Meio sec’lo já passou-se!
Pelo infinito
os clamores mortais de gentes de raça
ecoam distantes num marco profundo
libertos agora da gávea sinistra
Meio sec’lo já passou-se!
Dos oceanos
calaram o passar dos barcos ligeiros,
os gritos de dores, o ranger das algemas,
os corpos inertes pelo tombadilho
Treze de maio!
À força de lei fecharam-se mares,
Fecharam-se portos, negreiros malditos,
E à maldita, manchada, infame bandeira,
Bandeira sem mancha balança ao vento.
E no entanto,
no campo escravo de raças diversas
que ares funestos de gentes com fome!
que raça de brancos, marchar esquisito,
de trapos cobertos, de trêmulas mãos,
que tristes feições, de toscas maneiras,
- são toscas figuras, são trapos humanos:
não vieram por mares para o continente
nem são embarcados em sujas galés,
não trazem imagens de terras-natal,
nem grossas correntes lhes prendem os pés,
nem banzos, nem marcas lhes matam, lhes prendem
possuem mocambos em vez de senzalas.
Os Escravos modernos, são filhos da terra,
são brancos, são negros, são índios, mulatos,
apenas que viva uma vida com fome
apenas que tenha na face amarela,
na roupa, na fala, na enxada na mão
a sina horrível de ser camponês,
de filho talvez tornado assassino
de filha mais tarde talvez prostituta. . .
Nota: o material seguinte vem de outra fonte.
PR #113, opened 2018-10-28
Spelling and capitalisation fixes

yzhs:
I ran a spell checker and fixed what I could clearly identify as typos. I also capitalised some fixed terms like "API" or "EGL" and enclosed identifiers in backticks in the comments.


vberger:
Thanks at lot!

PR #114, opened 2018-11-14
Fix compilation with calloop 0.4

pablostebler:
I also needed to add a few Debug `impl`s in calloop. https://github.com/Smithay/calloop/pull/5

### DIFF
--- a/Cargo.toml
+++ b/Cargo.toml
@@ -18,7 +18,7 @@ tempfile = "2.1.5"
 slog = "2.1.1"
 slog-stdlog = "3.0.2"
 libloading = "0.4.0"
-wayland-client = { version = "0.20.5", optional = true }
+wayland-client = { version = "0.21.1", features = ["egl"], optional = true }
 winit = { version = "0.17.0", optional = true }
 drm = { version = "^0.3.1", optional = true }
 gbm = { version = "^0.4.0", optional = true, default-features = false, features = ["drm-support"] }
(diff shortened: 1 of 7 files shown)


vberger:
Hi, thanks for the pull request!

However, `InsertError` implements `Into<IoError>`, and I'd rather do the conversion rather than change the prototype for these functions.

There is work underway to significantly refactor this code, so I'd like to change it as little as possible in the meantime.

Cargo.toml
```diff
@@ -18,7 +18,7 @@ tempfile = "2.1.5"
 slog = "2.1.1"
 slog-stdlog = "3.0.2"
 libloading = "0.4.0"
-wayland-client = { version = "0.20.5", optional = true }
+wayland-client = { version = "0.21.1", features = ["egl"], optional = true }
```
vberger: I don't understand, why did you need to add this feature here?

pablostebler: It's no longer a default feature since 0.21. But in fact I suppose that there is a good reason not to use 0.21 so I should probably remove this change from my PR.

vberger: Ah right, I forgot about that. Okay! :+1: 

Upgrading wayland-client is completely fine, but in this case, could you also upgrade winit to 0.18 ? I believe the upgrade should be trivial.

pablostebler: Yes, it just compiles and anvil seems to work normally.

vberger:
From the travis build, it looks like there is some code in the logind backend that needs updating, too.

vberger:
Hi, thanks this looks good! :+1: 

There is just a small fmt issue before I can merge, see the travis build.

vberger:
Perfect, thanks!

PR #115, opened 2018-11-18
Data device implementation

### LINKED ISSUE #28: Data device handler
We'll need to do it at some point.

For now, I don't really know what it is and how it works, I've never studied it yet. AFAIK it's linked to drag'n'drop behavior, possibly with copy/paste too.

All is still do be done here.

vberger:
closes #28 

- [x] client to client selection
- [x] internal compositor access to the selection
- [x] client to client drag'n'drop
  - [x] let the compositor customize the action selection policy
- [x] internal compositor access to the drag'n'drop
- [x] write module-level doc


anvil/src/shell.rs
```diff
@@ -68,9 +68,9 @@ pub fn init_shell(
         compositor_token,
         move |shell_event| match shell_event {
             XdgRequest::NewToplevel { surface } => {
-                // place the window at a random location in the [0;300]x[0;300] square
+                // place the window at a random location in the [0;800]x[0;800] square
                 use rand::distributions::{IndependentSample, Range};
-                let range = Range::new(0, 300);
+                let range = Range::new(0, 800);
```
Drakulix: Drag'n'Drop does not work well on a small space, right? :laughing:

src/wayland/data_device/mod.rs
```diff
@@ -0,0 +1,418 @@
...
+    }
+}
+
+/// Initialize the data device global
+///
+/// You need to provide a `(DndAction, DndAction) -> DndAction` closure that will arbitrate
+/// the choice of action resulting from a drag'n'drop session. Its first argument is the set of
+/// available actions (which is the intersection of the actions supported by the source and targets)
+/// and the second argument is the preferred action reported by the target. If no action should be
+/// chosen (and thus the drag'n'drop should abort on drop), return `DndAction::empty()`.
```
Drakulix: The callback argument does not seem to be explained?
And in the anvil implementation it is empty.

I assume this is this callback:
`- You can provide a callback closure to `init_data_device` to peek into the the actions of your clients`
from the module description?

Is this also where I would handle a server drag'n'drop?
Could maybe document how that would work exactly somewhere?

anvil/src/misc.rs
```diff
@@ -0,0 +1,19 @@
+use smithay::wayland_server::protocol::wl_data_device_manager::DndAction;
+
+pub fn dnd_action_chooser(available: DndAction, preferred: DndAction) -> DndAction {
```
Drakulix: Is there a reason to do anything different, then this function is doing?
Maybe we can provide this function as a default directly in smithay?

anvil/src/shell.rs
vberger: Yeah, testing was getting difficult with all the windows stacking onto each other, as anvil does not yet support moving windows

src/wayland/data_device/mod.rs
vberger: That's what you get for writing docs past midnight I guess. I'll detail all this more.

anvil/src/misc.rs
vberger: Yes, the wayland protocol files gives examples such as a compositor changing its behavior depending on key presses (possibly overriding the client preference). For example stuff like "holding `shift` for copy and holding `control` for move".

We could provide this function in smithay for users that don't want to customize it, though.

vberger:
Okay, the docs should be more clear now, if you want to give it a second pass @Drakulix ?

troféus que lhes premiam o vil latifúndio. . .
Que sina maldita os homens lhes dão!
Por acaso isto tudo não mata e mutila
tão como açoites nas costas desnudas?
- que escravos lhes tornam piores algemas?
À força do povo fecharam fazendas, fecharam as senzalas
fecharam os campos – os feudos malditos
e à maldita, manchada, infame bandeira
bandeira mais nova da Paz e do Povo
tremula aos ventos
tremula aos ventos.
Sua critica? Perguntou-me ironicamente se eu tinha psicografado Castro Alves.